Mimo że wizyta premiera u skazanego Jakuba W. była szeroko komentowana w mediach, przy tej okazji należy się kilka słów wyjaśnień i sprostowań informacji nie do końca zgodnych z rzeczywistością.

Nie jest prawdą, że pan premier odwiedził Jakuba W. (znanego także jako Kubuś Słodzony) w Zakładzie Karnym. Jakub W. po prawomocnym wyroku przebywa na wolności, nie zastosowano wobec niego także środka zapobiegawczego w postaci tymczasowego aresztowania, ale z dziennikarskiego obowiązku nadmienić należy, że przykrość ta spotkała wspólnika Kubusia Słodzonego, Janusza Palikota, który zresztą po wpłaceniu 2 milionów złotych kaucji cieszy się po kilku miesiącach za kratami wolnością.

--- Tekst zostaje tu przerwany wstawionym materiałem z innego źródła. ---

PR #11641, opened 2023-07-10
[EMCAL-742] Add rejection of EMCal L0 triggered events in calib histo exporter

jokonig:
- For bad channel and time calibration, only minimum bias triggered data should be used
- As the EMCal started taking data with L0 triggers in 2023, L0 triggered events have to be rejected
- Information taken from CTP input (CTPDigits)
- Selected trigger names are settable in the calib params
- This does not effect the online calibration!


mfasDa:
CI errors unrelated

mfasDa (approved):

PR #11642, opened 2023-07-10
DPL: consider dummy-sink dependent on everything so it is always put at the end of the workflow

aalkin:
@ktf as discussed


ktf:
The change itself seems fine, I tested on hyperloop as well with a couple of workflows and they were ok. I could not do the full round of tests because I need to adapt my workflows to the recent changes in the datamodel, but it should be fine.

Przypomnijmy, że Janusz Palikot i Jakub W. założyli wspólnie firmę Przyjazne Państwo, która miała zajmować się produkcją i sprzedażą piwa i wódki. W wyniku różnych takich działań inwestorom, którzy wsadzili pieniądze w biznes dwóch wyżej wymienionych panów zniknęło co najmniej 70 milionów złotych według prokuratury. Jednak według słów Kubusia Słodzonego on sam nie wiedział, co dzieje się w firmie, której dawał na potrzeby marketingowe i reklamowe swoją twarz oraz ufarbowane włosy. Po szczerych rozmowach ze znajomymi Jakuba W. dochodzimy do wniosku, że rzeczywiście mógł nie wiedzieć, co dzieje się poniekąd w jego firmie, ponieważ posiada ponoć specyficzną umysłowość, a wyrok prawomocny skazujący go na zapłatę prawie pół miliona złotych zapadł, ponieważ sąd uznał, że swoją twarzą i nazwiskiem (w uzasadnieniu wyroku nic nie ma o farbowanych włosach) reklamował alkohol w Internecie. Dodajmy, że mimo publicznie wypowiedzianych przez Jakuba W. słów określającego Janusza Palikota, jako „uwodzicielskiego erudytę, rozsiewającego wokół siebie aurę sukcesu i głębokiej kultury” w sprawie nie ma wątku molestowania.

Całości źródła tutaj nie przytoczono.